→ **Instructions for the task**: Copy each line below that has "components".

+ + + + +

Issue #15830, opened 2021-05-17
storage: enhance SHA256 Tang fingerprints modal


garrett:
Follow-up enhancement issue to #15826.

As stated in https://github.com/cockpit-project/cockpit/pull/15826#issuecomment-839964280:

> We might want to make the modal dialog wider to display the string all in one line. 
> 
> The string should probably be in a (relatively new) clipboard copy widget, with the assumption that someone might want to copy to verify.
> 
> It could be one of two variants:
> https://www.patternfly.org/v4/components/clipboard-copy#read-only (if this fits or if it allows wrapping)
> or
> https://www.patternfly.org/v4/components/clipboard-copy#inline-compact-in-sentence (long copy string in block, specifically)
> 
> I think it's still useful to show the string in a larger monospaced font to make manual comparisons easier, so we probably still want to do some custom styling even if we do use this other widget.

So, here it is in a TODO list format:

- [ ] Change modal size (slightly wider?)
- [ ] Use clipboard widget (and keep larger, monospaced formatting)

PR #15844, opened 2021-05-19
storage: Tang key hash improvements

mvollmer:
tang-show-keys is now widely enough available to use it in our tests instead of jose.

However, different versions of tang-show-keys use different hashing algorithms, so we need to account for all possibilities in our dialog.

This PR also removes from the dialog the alternative command that people might use if they don't have tang-show-keys. The assumption again is that everybody has it now, and having this in the dialog just adds to the perceived complexity of the task.

### DIFF
--- a/test/verify/check-storage-luks
+++ b/test/verify/check-storage-luks
@@ -144,14 +144,6 @@ class TestStorageLuks(StorageCase):
         m = self.machine
         b = self.browser
 
-        # We generate the keys and cache explicitly before starting
-        # the socket.  This allows us to control their names, which
-        # helps later on.
-
-        m.execute("rm -rf /var/db/tang/*")
-        m.execute("jose jwk gen -i '{\"alg\":\"ES512\"}' >/var/db/tang/sig1.jwk")
-        m.execute("jose jwk gen -i '{\"alg\":\"ECMR\"}' -o /var/db/tang/enc1.jwk")
-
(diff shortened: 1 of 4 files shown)


mvollmer:
This related to #15830.  Instead of making the dialog wider, I have made the thumbprint text smaller... I'll check out the clipboard stuff laterish.

martinpitt (approved):
Thanks! I did not test this visually, but code changes make sense.

test/verify/check-storage-luks
```diff
@@ -193,8 +185,8 @@ class TestStorageLuks(StorageCase):
         self.dialog_set_val("tang_url", "127.0.0.1")
         self.dialog_set_val("passphrase", "vainu-reku-toma-rolle-kaja")
         self.dialog_apply()
-        b.wait_in_text("#dialog", "Make sure the key hash from the Tang server matches:")
-        b.wait_in_text("#dialog", m.execute("jose jwk thp -a S256 -i /var/db/tang/sig1.jwk").strip())
+        b.wait_in_text("#dialog", "Make sure the key hash from the Tang server matches")
+        b.wait_in_text("#dialog", m.execute("tang-show-keys").strip())
```
allisonkarlitskaya, line 189: :heart:

allisonkarlitskaya (approved):

garrett:
What's up with the scrollbar and weird border?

+ + + + +

→ **Solution to the problem**:
> https://www.patternfly.org/v4/components/clipboard-copy#read-only (if this fits or if it allows wrapping)
> https://www.patternfly.org/v4/components/clipboard-copy#inline-compact-in-sentence (long copy string in block, specifically)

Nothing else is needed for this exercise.